>>>>>

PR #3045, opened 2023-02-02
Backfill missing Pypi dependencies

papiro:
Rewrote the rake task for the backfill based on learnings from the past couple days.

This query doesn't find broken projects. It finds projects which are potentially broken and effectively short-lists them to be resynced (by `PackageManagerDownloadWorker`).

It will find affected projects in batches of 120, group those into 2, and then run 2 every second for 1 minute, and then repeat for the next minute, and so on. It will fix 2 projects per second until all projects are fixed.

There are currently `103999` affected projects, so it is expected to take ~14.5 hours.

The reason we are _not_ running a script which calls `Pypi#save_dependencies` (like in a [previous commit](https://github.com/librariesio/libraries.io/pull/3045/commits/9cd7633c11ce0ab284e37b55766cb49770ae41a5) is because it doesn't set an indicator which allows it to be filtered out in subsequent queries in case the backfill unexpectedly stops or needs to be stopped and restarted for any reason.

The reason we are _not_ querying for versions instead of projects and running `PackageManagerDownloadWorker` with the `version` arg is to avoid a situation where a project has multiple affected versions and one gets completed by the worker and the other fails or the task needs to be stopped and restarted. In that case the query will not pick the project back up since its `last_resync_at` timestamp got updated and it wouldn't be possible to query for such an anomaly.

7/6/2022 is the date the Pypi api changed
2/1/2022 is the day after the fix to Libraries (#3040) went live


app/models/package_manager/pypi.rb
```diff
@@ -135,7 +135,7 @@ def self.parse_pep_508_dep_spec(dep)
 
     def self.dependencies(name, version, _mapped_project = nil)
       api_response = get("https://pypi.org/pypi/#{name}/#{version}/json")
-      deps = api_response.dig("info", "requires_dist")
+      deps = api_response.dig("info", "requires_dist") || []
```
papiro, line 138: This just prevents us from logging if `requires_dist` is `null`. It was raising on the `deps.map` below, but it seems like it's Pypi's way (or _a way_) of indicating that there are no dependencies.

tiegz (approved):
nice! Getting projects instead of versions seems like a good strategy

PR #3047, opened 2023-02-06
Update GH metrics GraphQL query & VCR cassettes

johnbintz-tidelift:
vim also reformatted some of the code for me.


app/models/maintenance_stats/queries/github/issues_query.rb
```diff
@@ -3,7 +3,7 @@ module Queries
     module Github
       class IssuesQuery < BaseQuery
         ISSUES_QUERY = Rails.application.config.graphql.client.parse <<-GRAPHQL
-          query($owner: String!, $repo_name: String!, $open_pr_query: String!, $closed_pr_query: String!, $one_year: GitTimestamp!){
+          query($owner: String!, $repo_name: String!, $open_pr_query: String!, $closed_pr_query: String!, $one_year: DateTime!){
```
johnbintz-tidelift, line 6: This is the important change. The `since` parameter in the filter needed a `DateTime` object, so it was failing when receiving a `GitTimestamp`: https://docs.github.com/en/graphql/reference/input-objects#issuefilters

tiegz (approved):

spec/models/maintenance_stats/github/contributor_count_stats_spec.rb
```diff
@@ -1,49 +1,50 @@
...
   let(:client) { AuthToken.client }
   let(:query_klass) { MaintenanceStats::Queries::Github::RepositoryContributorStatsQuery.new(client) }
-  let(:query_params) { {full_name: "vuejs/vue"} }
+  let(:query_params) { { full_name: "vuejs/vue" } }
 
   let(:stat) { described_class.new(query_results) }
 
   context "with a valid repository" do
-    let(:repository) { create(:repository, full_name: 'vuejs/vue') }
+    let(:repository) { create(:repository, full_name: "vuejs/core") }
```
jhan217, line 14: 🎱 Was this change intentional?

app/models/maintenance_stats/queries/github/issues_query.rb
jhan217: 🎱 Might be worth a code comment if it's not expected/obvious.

<<<<<
>>>>>

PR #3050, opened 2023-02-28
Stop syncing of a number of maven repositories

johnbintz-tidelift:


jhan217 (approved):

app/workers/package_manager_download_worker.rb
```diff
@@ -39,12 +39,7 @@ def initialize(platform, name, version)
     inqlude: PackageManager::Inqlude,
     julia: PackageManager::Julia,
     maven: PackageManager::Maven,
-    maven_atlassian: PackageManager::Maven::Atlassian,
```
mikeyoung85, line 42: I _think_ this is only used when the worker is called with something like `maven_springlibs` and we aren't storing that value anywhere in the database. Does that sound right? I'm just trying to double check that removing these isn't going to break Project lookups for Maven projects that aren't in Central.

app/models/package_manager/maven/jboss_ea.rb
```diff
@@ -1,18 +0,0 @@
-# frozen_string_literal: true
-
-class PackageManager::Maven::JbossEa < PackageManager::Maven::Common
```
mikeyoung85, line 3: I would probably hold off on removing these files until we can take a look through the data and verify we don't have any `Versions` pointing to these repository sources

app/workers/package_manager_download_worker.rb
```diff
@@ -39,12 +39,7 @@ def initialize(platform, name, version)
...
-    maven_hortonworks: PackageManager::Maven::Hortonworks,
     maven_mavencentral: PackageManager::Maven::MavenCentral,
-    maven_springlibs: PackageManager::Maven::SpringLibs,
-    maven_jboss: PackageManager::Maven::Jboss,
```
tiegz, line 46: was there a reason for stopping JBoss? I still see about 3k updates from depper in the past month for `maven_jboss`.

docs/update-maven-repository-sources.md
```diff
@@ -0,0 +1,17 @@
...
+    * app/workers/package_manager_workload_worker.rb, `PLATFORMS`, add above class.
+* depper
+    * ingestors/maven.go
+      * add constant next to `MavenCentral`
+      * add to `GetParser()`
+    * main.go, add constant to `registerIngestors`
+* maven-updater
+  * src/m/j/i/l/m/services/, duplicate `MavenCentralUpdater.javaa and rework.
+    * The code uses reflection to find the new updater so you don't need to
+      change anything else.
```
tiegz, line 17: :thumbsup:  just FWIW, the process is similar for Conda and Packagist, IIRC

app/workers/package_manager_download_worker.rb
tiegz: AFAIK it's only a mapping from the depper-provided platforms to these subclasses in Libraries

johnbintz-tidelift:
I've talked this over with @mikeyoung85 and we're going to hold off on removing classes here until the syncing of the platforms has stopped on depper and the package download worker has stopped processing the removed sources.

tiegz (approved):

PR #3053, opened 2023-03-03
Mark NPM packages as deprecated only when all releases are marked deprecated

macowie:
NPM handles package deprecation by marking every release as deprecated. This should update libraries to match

<<<<<
>>>>>

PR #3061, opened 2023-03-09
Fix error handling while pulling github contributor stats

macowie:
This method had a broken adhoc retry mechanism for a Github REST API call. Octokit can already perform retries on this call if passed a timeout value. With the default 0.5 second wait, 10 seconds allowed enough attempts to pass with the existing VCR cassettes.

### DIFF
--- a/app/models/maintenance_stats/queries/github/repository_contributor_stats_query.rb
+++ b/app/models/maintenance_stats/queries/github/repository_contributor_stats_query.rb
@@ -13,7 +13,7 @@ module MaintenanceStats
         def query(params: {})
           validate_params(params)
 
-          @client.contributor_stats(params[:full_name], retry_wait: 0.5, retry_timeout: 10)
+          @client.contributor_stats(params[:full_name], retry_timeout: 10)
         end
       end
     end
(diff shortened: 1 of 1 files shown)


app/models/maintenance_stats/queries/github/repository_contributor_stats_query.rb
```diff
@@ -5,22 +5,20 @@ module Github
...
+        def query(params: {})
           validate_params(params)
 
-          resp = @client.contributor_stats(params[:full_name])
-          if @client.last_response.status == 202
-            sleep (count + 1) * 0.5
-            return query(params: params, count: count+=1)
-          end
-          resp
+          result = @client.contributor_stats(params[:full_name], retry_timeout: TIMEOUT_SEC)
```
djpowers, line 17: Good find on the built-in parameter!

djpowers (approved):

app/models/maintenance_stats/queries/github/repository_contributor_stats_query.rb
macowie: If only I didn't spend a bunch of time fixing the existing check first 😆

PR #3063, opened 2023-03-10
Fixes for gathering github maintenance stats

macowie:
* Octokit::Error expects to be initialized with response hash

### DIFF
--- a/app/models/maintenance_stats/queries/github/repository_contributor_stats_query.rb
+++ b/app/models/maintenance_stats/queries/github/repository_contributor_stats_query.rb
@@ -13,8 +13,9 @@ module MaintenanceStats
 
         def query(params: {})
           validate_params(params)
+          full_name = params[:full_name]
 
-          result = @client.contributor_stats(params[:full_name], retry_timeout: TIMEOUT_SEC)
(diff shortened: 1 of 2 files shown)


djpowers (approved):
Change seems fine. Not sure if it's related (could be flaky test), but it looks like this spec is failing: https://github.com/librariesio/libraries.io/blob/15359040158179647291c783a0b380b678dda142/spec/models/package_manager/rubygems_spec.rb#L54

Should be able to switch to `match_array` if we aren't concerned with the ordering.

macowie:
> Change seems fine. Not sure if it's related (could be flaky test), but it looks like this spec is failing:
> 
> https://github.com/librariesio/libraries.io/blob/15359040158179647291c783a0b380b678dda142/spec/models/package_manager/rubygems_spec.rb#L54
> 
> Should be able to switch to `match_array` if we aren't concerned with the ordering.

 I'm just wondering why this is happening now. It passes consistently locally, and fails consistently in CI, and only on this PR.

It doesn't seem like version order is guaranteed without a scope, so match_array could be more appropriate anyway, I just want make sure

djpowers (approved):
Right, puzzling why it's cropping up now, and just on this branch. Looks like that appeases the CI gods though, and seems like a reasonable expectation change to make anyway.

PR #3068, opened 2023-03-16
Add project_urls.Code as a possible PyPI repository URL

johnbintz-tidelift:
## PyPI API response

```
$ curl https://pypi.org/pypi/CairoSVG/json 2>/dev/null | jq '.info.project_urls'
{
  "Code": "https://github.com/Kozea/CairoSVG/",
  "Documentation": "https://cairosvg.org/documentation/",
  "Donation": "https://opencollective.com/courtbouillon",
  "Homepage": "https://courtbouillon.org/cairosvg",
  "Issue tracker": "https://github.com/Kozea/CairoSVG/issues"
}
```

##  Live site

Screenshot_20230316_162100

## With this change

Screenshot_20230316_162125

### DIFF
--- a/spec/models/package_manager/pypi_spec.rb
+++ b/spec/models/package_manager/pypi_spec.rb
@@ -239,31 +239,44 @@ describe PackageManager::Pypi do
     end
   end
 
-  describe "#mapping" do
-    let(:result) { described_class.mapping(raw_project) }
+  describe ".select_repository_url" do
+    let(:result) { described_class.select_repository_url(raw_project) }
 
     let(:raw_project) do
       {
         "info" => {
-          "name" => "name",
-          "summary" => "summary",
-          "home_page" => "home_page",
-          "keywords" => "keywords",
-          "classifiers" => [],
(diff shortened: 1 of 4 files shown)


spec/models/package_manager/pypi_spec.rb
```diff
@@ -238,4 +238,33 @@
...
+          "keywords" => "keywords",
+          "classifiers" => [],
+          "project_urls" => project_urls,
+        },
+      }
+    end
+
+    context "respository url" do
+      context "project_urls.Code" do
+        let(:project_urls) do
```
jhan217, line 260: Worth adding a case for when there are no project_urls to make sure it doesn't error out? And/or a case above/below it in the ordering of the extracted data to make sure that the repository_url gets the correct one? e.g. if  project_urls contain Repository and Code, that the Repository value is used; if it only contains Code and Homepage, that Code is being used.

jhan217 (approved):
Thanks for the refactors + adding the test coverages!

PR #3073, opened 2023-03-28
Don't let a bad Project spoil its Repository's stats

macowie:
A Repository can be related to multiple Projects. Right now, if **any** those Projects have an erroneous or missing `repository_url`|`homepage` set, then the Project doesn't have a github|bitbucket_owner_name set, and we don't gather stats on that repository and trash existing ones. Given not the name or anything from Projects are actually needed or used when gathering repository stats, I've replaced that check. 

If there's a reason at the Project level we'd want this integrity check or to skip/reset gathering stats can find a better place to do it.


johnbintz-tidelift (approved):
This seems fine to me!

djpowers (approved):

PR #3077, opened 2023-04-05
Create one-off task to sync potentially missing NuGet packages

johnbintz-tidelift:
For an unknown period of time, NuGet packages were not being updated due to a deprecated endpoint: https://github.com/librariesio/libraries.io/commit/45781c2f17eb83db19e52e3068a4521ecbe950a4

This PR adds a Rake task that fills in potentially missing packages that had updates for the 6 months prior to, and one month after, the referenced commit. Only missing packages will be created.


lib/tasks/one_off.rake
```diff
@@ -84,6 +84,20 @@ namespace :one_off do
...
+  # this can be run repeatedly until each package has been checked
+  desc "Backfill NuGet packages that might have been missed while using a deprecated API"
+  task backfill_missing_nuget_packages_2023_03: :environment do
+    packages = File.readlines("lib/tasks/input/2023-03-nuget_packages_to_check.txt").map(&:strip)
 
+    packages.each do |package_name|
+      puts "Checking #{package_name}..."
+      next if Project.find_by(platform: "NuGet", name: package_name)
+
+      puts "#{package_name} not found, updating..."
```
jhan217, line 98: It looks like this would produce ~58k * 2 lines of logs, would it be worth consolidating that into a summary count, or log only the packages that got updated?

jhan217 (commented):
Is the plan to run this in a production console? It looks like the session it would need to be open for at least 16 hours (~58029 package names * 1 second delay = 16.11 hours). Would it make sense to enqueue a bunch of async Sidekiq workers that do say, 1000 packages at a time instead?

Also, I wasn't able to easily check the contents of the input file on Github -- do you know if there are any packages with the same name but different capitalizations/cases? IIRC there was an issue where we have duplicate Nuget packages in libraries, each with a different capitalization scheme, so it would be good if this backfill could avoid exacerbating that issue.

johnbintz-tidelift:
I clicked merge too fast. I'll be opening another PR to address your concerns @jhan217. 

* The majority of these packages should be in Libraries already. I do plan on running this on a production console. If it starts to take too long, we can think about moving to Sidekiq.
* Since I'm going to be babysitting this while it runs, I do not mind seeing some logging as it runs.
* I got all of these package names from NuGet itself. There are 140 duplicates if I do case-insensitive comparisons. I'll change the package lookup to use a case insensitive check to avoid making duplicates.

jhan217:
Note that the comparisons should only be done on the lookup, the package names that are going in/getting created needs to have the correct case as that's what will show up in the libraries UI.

<<<<<

Your assignment -
Your task is to copy every line in the entries that holds the string "tasks".

Output for this task -
lib/tasks/one_off.rake
+    packages = File.readlines("lib/tasks/input/2023-03-nuget_packages_to_check.txt").map(&:strip)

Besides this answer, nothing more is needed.